My Siri wishlist for WWDC24
With WWDC24 just around the corner, we’ll soon know a lot more about Apple’s plans for AI. Those plans likely extend across the entire Apple ecosystem, but I’m particularly excited about how Siri’s voice capabilities will evolve. Siri is obviously more than a voice assistant, and I suspect that its on-screen, multi-modal capabilities will be a big part of WWDC24, but its potential as a voice interface across the Apple ecosystem is, in my view, greatly under-appreciated.
I’m a happy Siri user, but I’ll admit that it has long lagged behind Google Assistant and Alexa across a wide variety of measures, and LLMs like ChatGPT have raised consumer expectations for what an AI assistant can do. Meanwhile, the opportunity for voice interfaces gets bigger and bigger. As I wrote in my last post, there are lots of everyday tasks and contexts where operating via a screen is prohibitively difficult or simply not the best way to get things done. What’s more, our on-screen experiences have in many cases degraded. To clearly see the consumer tech landscape for what it is (screen fatigue in general and the enshittification of consumer web in particular) is to see the opportunity for voice technology.
I originally wanted to write the bull case for Siri within the broader AI landscape, but I realized that I have neither the expertise nor the patience to do so. Instead, I’ll share my rank-ordered Siri wishlist for WWDC24:
- Top billing. Demonstrate that voice is getting the investment it deserves. Voice is a common interface across all of Apple’s major device categories—a through-line in the user experience. It can and should be insanely great.
- Better speech recognition, especially in suboptimal audio conditions. Also, better awareness of suboptimal audio conditions. I’d much rather be asked to repeat myself than have Siri respond to something other than my intended prompt.
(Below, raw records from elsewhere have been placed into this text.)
PR #3838, opened 2021-03-08
Always throw IndexOutOfBoundsException in CompositeFuture

julianladisch:
CompositeFutureImpl#future(index) throws
* ArrayIndexOutOfBoundsException if index == results.length
* IndexOutOfBoundsException if index < 0 or index > results.length

This fix changes the index == results.length case to also throw IndexOutOfBoundsException.


vietj:
thanks for the contribution

PR #866, opened 2024-07-28
Add logger name to logrus integration

ribice:


cleptric:
Any reason for this change?

ribice:
> Any reason for this change?

I assumed this `Logger` field is used for this purpose (saw it in other integrations).

cleptric (approved):

Issue #868, opened 2024-08-05
fiber dependency has vulnerability


shivamsouravjha:
## Summary

* Currently `github.com/gofiber/fiber/v2 v2.52.2` is being used in Sentry because of this a critical vulnerability is introduced.
* if [RHDA](https://marketplace.visualstudio.com/items?itemName=redhat.fabric8-analytics) is checked this would give a critical score of 10/10.
![Image](https://github.com/user-attachments/assets/f9cd90a9-bd0a-4307-a52d-5fd129b15e14)
* This led to the check around the fibre releases and in the latest release they themselves have mentioned solving [Vulnerability](https://github.com/gofiber/fiber/releases/tag/v2.52.5)

* Would be great if this could be solved with a minor version bump as this tool is used by many OSS projects.

shivamsouravjha:
I've added a minor fix around this and have linked the PR here https://github.com/getsentry/sentry-go/pull/869

Best Regards.

cleptric:
https://github.com/getsentry/sentry-go/pull/869#issuecomment-2269636064

PR #869, opened 2024-08-05
update: fiber version

shivamsouravjha:
Bumped the version of fibre as this is a minor version bump nothing seems to be refactored.
1. Solves https://github.com/getsentry/sentry-go/issues/868


cleptric:
> Integration dependencies: If a security issue is discovered in one of our integration dependencies (for example, gin, echo, or negroni), it is the responsibility of the end user to make sure that those modules are updated in a timely manner in their applications.

https://github.com/getsentry/sentry-go/security/policy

Not feeling properly heard (and/or understood, see below) is the biggest complaint I hear about Siri.
- Better comprehension, specifically a stronger grasp of semantics. Asking Siri “what can you help me with?” and “What are some things you can help me with?” should yield similar responses, but currently, they don’t.
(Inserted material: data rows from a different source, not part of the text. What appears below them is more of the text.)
PR #871, opened 2024-08-12
Implement hijacker interface for Negroni integration

ribice:
Resolves https://github.com/getsentry/sentry-go/pull/837#issuecomment-2283914037


cleptric (approved):
There are some breaking changes in here we need to call out on the changelog. Besides this, LGTM!

ribice:
> There are some breaking changes in here we need to call out on the changelog. Besides this, LGTM!

Are you referring to moving the WrapResponseWriter from `sentryhttp` to `sentry`? 

That wasn't supposed to be exposed externally, so doubt anyone used it.  To prevent a breaking change, we can keep it at sentryhttp as well (and just call the one at sentry internally)?

cleptric:
It’s ok, we just need to call it out 🙂

ribice:
@cleptric Perhaps we should move the Hijacker interface to `/internal`?

aldy505:
> Perhaps we should move the Hijacker interface to `/internal`?

@ribice I'd say you should move it to `internal` package, but keep the one at `sentryhttp` to avoid breaking change, then add `DEPRECATION` notice (the one that's [according to godoc format](https://go.dev/blog/godoc)). 

The one on `sentryhttp` should be a passthrough to `internal` package. Then after 2-3 minor version release, you can safely remove it.

cleptric (approved):

kydemy-fran:
Hi there,
I reported the originar issue when negroni, the response writter does not implement `http.Hijacker` interface.
Today we have upgraded from `v0.27.0` to `v0.29.0` and the error persists.

I've reviewed the code and I've found the issue:
https://github.com/getsentry/sentry-go/blob/a6acd05f8d419d0445475b9018bd59fc0503b322/internal/httputils/wrap_writer.go#L35-L57

The w is of type `*negroni.responseWriter` in negroni v1, which is the one referenced by the `sentry-go` package.
This type implements `http.Flusher`, `http.Hijacker`, but not `io.ReaderFrom`.
So `fl` and `hj` are true, but `rf` is not. So in line 48 does not return the `httpFancyWriter`.
And it returns the basic `flushWriter` in line 53. (which does not support hijacker / websockets.

We have had to rollback our releases today as this was failing.

As mentioned before, negroni v1 uses a limited writer. This is solved in negroni v3, which is easy to migrate to, but it would be nice if go-sentry was upgraded to v3 too, as v1 was released in 2018. Having our project requiring both versions is a nightmare.

From my point of view, if `go-sentry` imports negroni v1, then the library should work with v1 (and this is not happening at the moment). If you expect people to be using v3 (which works with go-sentry v0.29.0) then you should import negroni v3 in your `go.mod`.

Please let me know your thoughts

Thank you!

cleptric:
@ribice can you take a look please?

ribice:
Yes I can. Before I change the interface to support v1, I'm curious if we can update to v3? Is that an option?

cleptric:
Fine with me.

kydemy-fran:
Thank you for looking into this guys :)

ribice:
Upgraded negroni to latest version in #885. This worked just fine: https://gist.github.com/ribice/95934b3c209b9692efc4b50b91d5dd4a

ribice:
@kydemy-fran Can you confirm that it works as expected with 0.29.1?

kydemy-fran:
Hi there @ribice and @cleptric.
I've just tested it and it seems to be working fine using the negroni v3 implementation. 
Thank you for your help!!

- More voice actions through deeper integration with iOS and its apps. Reward those who use first-party apps, use those apps to demonstrate what’s possible through deeper integration, and make it easier for third-party developers to support similar functionality:
- “Play relaxing music for 15 minutes”
- “Show me photos of Mom”
- “Add a stop at a gas station within the next 30 miles, whichever adds the least amount of travel time.”
- “Summarize my latest emails”
- Better voice search, perhaps via an opt-in integration with a third-party LLM, similar to how we can choose a default search engine within a web browser. When my query exceeds the limits of Apple’s in-house knowledge graph, send the query (stripped of unnecessary personal data) to the LLM and read me the response. In other words, replace “Here are some web results I found” with “According to ChatGPT/Gemini/Claude…”
I imagine that WWDC24 will include announcements for multi-modal interaction, multi-turn interaction, and maybe even on-device processing. These are all great, for a variety of reasons (accessibility, privacy, response time, etc.). Perhaps we’ll even see more showy generative output a la OpenAI’s tell me a bedtime story about robots and love, but I doubt it. I think Apple realizes that the way it wins with AI is fundamentally different from the way OpenAI wins. Apple doesn’t need AI party tricks to retain and expand its market. The vast majority of consumers don’t need or want fluid, human conversations with AI; they want reliable and mostly transactional conversations that streamline everyday tasks.
To sum it up, I hope WWDC24 conveys deeper commitment to nailing the basics of voice-based AI. This may not wow the technorati, but playing the long game rarely does.